A long time ago, a few of my friends decided to start a ministry. By the standards of my other compatriots and I, it was a ridiculous one – a skateboard ministry.  It began with putting on skateboard demonstrations at camp meeting and was one of these testimony-based ministries that seemed incredibly cliché. “You like skateboarding, right kid? Well, we do too! Come let us tell you why you should be a Christian!” By technicality, we were still “friends” or at least friendly acquaintances, but I didn’t hide my ridicule of them behind their back, and would definitely not be considered a “supporter” of them, not that I wanted to.


Whenever ministries get all ham-fisted and excited, I tend to be suspicious, touting C. S. Lewis’s  quote about God being, “no fonder of intellectual slackers than any other slackers,” to justify my suspicions about the worldly oblivious. There’s something about an over-zealous canvaser or a high-aspiring bible worker that makes me want to say, “Really dude?
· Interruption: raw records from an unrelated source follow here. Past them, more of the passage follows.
Issue #166, opened 2023-05-02
Configurable job/pod name


calvinbui:
All job and pod names are configured to be `buildkite-%s`

https://github.com/buildkite/agent-stack-k8s/blob/676327839cb9f5bab6d4c1838fe0cd44d18333ac/internal/controller/config/config.go#L37)

https://github.com/buildkite/agent-stack-k8s/blob/676327839cb9f5bab6d4c1838fe0cd44d18333ac/internal/controller/scheduler/scheduler.go#L459

We have multiple environments, so it'll be easier to identify where jobs are run if this value was configurable.

![image](https://user-images.githubusercontent.com/3604363/235558380-3bd4a199-f576-46ca-8a8f-b2aef906f054.png)

triarius:
Hi @calvinbui, thanks for using agent-stack-k8s! This is certainly something we could implement, but there are a few choices for what to put there.

Some that I can think of are:
- The helm release name (`agent-stack-k8s` in the examples we give)
- The k8s namespace (`buildkite` in the examples we give)
- Some new config value in the agent-stack-k8s config, exposed in the helm chart (not as big a fan of this, by I could be convinced)
- the step label or key normalised in some way
- the hostname of the node that the pod ran on

It also should be noted that knowing where the jobs are run is a few clicks away in the job's timeline tab. There you can find a link to the agent, who's tags will make it clear it was run on Kubernetes (and some of the option for the choice above). But I completely agree that having it in the place in your screenshot is a lot more user-friendly.

Let me know what you think.

calvinbui:
> Hi @calvinbui, thanks for using agent-stack-k8s! This is certainly something we could implement, but there are a few choices for what to put there.
> 
> Some that I can think of are:
> 
> * The helm release name (`agent-stack-k8s` in the examples we give)
> * The k8s namespace (`buildkite` in the examples we give)
> * Some new config value in the agent-stack-k8s config, exposed in the helm chart (not as big a fan of this, by I could be convinced)
> * the step label or key normalised in some way
> * the hostname of the node that the pod ran on
> 
> It also should be noted that knowing where the jobs are run is a few clicks away in the job's timeline tab. There you can find a link to the agent, who's tags will make it clear it was run on Kubernetes (and some of the option for the choice above). But I completely agree that having it in the place in your screenshot is a lot more user-friendly.
> 
> Let me know what you think.

[...]

PR #526, opened 2025-02-25
Allow configurable job name prefix

petetomasik:
Allows configuration of the prefix used when generating Kubernetes job names. Previously, this prefix was hardcoded to `buildkite-`. The existing structure for generating Kubernetes job names remains the same, at `<job-prefix><buildkite-job-uuid>`. If not provided, configuration will default to `buildkite-`. This prefix will also be reflected in the UI as used for the agent's `Name` and `Hostname`.

Fixes https://github.com/buildkite/agent-stack-k8s/issues/166


tomowatt (approved):

nsuma8989 (approved):
Looks fine to me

You think these mean streets are going to bend to your ministerial formula? Welcome to the real world.”


Fast forward ten years later, and this group floats into my Instagram feed as a suggested page. It’s a skateboard ministry that has been making its way across Europe, ending at a 3-day Christian music festival Woodstock in London, like some British Woodstock for Jesus. Sure enough, it was the same guys I had blown off. I kept repeating their story as they helped build this huge outdoor skatepark and preached to an eager crowd, while I went through the ministerial version of an Avril Lavigne song.


The pithy adage “God doesn’t call the qualified; He qualifies the called” seems to get thrown around whenever witnessing is is required and moral is low, and though it doesn’t negate the significance of personal gifts and talents, it does seem to be what Paul communicates in 1 Corinthians 1. Yes, we might use a strange language, and seem eccentric and “outside” to those we are trying to reach. That doesn’t mean we shouldn’t try. Of course, what we do might seem inefficient. God will be helping us. How could our portion hold up in comparison?  I failed to recognize this when my friends began their ministry in the woods of Wisconsin. Thank God they did.